She has just won the Politician of the year Award in Scotland and picked a pretty impressive cabinet, sorted out a few of Salmond's underachievers. 

The way the wind is blowing I can see Milliband as PM and Salmond as Deputy PM after the 2015 election.


----------



## Foxholer (Nov 21, 2014)

Doon frae Troon said:



			She has just won the *Politician of the year Award* in Scotland and picked a pretty impressive cabinet, sorted out a few of Salmond's underachievers. 

...
		
Click to expand...

I'm not sure that's something to be proud of! Sort of equivalent to 'Best Reality TV....<anything>' or 'Best Jeremy Kyle Fight' (he's a very nice guy 'in the flesh' and a pretty good golfer - once he warms up!)!


----------



## SocketRocket (Nov 21, 2014)

Liverpoolphil said:



			Still another deflected MP though isn't it 

When they have a true elected MP of their own people might stand up and take notice
		
Click to expand...

I think ignoring the rising swell of people that are unhappy with the demographic/cultural/political changes that have been made without their agreement is political Hari Kari for any party.    What ever anyone says about UKIP they are a focus for this discontentment.


----------



## Doon frae Troon (Nov 21, 2014)

Foxholer said:



			I'm not sure that's something to be proud of!
		
Click to expand...

I would think that with the massive political engagement of the Scottish public this year it makes it something to be very proud of.


----------



## Deleted member 18588 (Nov 21, 2014)

Doon frae Troon said:



			She has just won the Politician of the year Award in Scotland and picked a pretty impressive cabinet, sorted out a few of Salmond's underachievers. 

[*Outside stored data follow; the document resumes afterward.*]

PR #403, opened 2021-11-23
[WIP] Refactor: General idea behind `useRootContext`

### LINKED ISSUE #357: Refactoring code to apply the useContext and useReducer hooks together

a-m-dev:
fixes #357 

These simple changes is based on @LiKang6688 great job on the [context PR](https://github.com/qlik-oss/sn-table/pull/385), with a little bit of tweaks, it makes us able to separate each domain of the table (like selection, scrolling, pagination, a11y, ...) by custom hook and provide it through `RootContextManager` which is available for us by the context in entire project. 

in this PR, as you can see I just took the functionality of scroll part of the table and separated in a custom hook, this does a bit less to be honest but in it's turn, it cleared a bit of complexity in our `<TableWrapper />` component regarding the scrolling. 

you may still look at the `<TableWrapper />` component and say that it does not made any differences but if we start doing other thing specially the selection or a11y part, you will see the difference because that domain of table holds the most part of the logic i guess.

the important point is to separate logic to custom hooks, these (custom) hooks can return some values or not, based on the job that they are doing! in this PR's case we are only tracking the `scroll` and do something based on that, so no need to return anything from hook, but in case of things like selection or a11y, we should and provide it through context to being used by other stuff.

also you will see a so called **renderProps pattern** in the `RootContextManager` file, which is required to be able to use the created ref directly inside of the place that we are using the context. since we only have to use the value of context inside of the context provider in our components, and we are providing our context in our `<TableWrapper />` component, we are not going to be able to use the context value directly in our `<TableWrapper />` so calling children as function in our `RootContextManager` file (which literally is our renderProps here) is what we need to do there.


src/table/components/TableBodyWrapper.jsx
```diff
@@ -27,23 +29,15 @@ const useStyles = makeStyles({
...
-}) {
+function TableBodyWrapper({ setShouldRefocus, setFocusedCellCoord, tableWrapperRef }) {
+  const {
+    nebulaProps: { rootElement, layout, tableData, constraints, selectionsAPI, keyboard, theme },
+  } = useRootContext();
   const { rows, columns } = tableData;
   const hoverEffect = layout.components?.[0]?.content?.hoverEffect;
   const bodyStyle = useMemo(() => getBodyStyle(layout, theme), [layout, theme.name()]);
   const classes = useStyles(bodyStyle);
+  const announce = useAnnounce();
```
haxxmaxx, line 40: This is great and all, but I'm curious what it looks like when we have tackled a bunch of the utility functions. Now we get `announce` from `useAnnounce`, but we can only fetch it like this in a file using react. Later in this file we pass it to `bodyHandleKeyPress`. Is there a way of getting around that? defining `bodyHandleKeyPress` somewhere so you can run `useAnnounce` to get it, so we don't have to pass it?

a-m-dev: Yes, absolutely

later when we are dealing with useA11y hook, we will initiate our factory about announcement inside of `useA11y` hook and then provide it thought the context, which will be available to use thought the entire project.

in case of util functions like `bodyHandleKeyPress` as much as we can, we will move the functionality inside of the hook, but the general rule still will be there for util functions. this means that util functions will still kept as utilities  as much as we agree on their functionality.

src/contexts/RootContextManager.js
```diff
@@ -0,0 +1,40 @@
...
+ * this manager will cover:
+ *  1. selection
+ *  2. scroll ✅
+ *  3. focus
+ *  4. a11y
+ *  5. pagination
+ *  6. utils as well
+ * @returns contextValueObj
+ */
+export const RootContextManager = ({ focusedCellCoord, ...props }) => {
```
a-m-dev, line 15: `focusedCellCoord` will be moved into the related hook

The way the wind is blowing I can see Milliband as PM and Salmond as Deputy PM after the 2015 election.
		
Click to expand...

Questionable whether Labour will win enough seats in England and if they fail to hold onto their Scottish majority Messrs Milliband and Salmond could be sat on the left of Mr Speaker looking across the Dispatch Box at ?????????????????


----------



## Doon frae Troon (Nov 21, 2014)

MetalMickie said:



			Questionable whether Labour will win enough seats in England and if they fail to hold onto their Scottish majority Messrs Milliband and Salmond could be sat on the left of Mr Speaker looking across the Dispatch Box at ?????????????????
		
Click to expand...

I think UKIP gains from the Tories in England will cancel out the SNP/ ex labour seats.
With the Lib/Dems gone it will boil down to a straight fight between Labour and Tory in England and Wales.


----------



## SocketRocket (Nov 21, 2014)

MetalMickie said:



			Questionable whether Labour will win enough seats in England and if they fail to hold onto their Scottish majority Messrs Milliband and Salmond could be sat on the left of Mr Speaker *looking across the Dispatch Box at ?????????????????*

Click to expand...

The winners of the ugly baby competition!


----------



## Deleted member 18588 (Nov 21, 2014)

Doon frae Troon said:



			I think UKIP gains from the Tories in England will cancel out the SNP/ ex labour seats.
With the Lib/Dems gone it will boil down to a straight fight between Labour and Tory in England and Wales.
		
Click to expand...

Exactly, hence my original post. 

In any event I would foresee SNP support in Scotland holding up better than UKIP support in England and it is clear that KIP's support will come from both previous Labour and Tory voters.


----------



## chrisd (Nov 21, 2014)

Foxholer said:



			Btw. Just seen Dennis Skinner's 'Welcome' to Reckless (and Carswell) http://www.bbc.co.uk/news/uk-politics-30141159

Excellent old-style stuff! :rofl:
		
Click to expand...

And as usual with the foolish idiot ...... a complete falsification of UKIP's argument! But Dennis, like most politicians aren't going to let the truth get in the way!


----------



## c1973 (Nov 21, 2014)

Politician of the year 'award', if they can't see what's wrong with that then they are not fit to hold office. 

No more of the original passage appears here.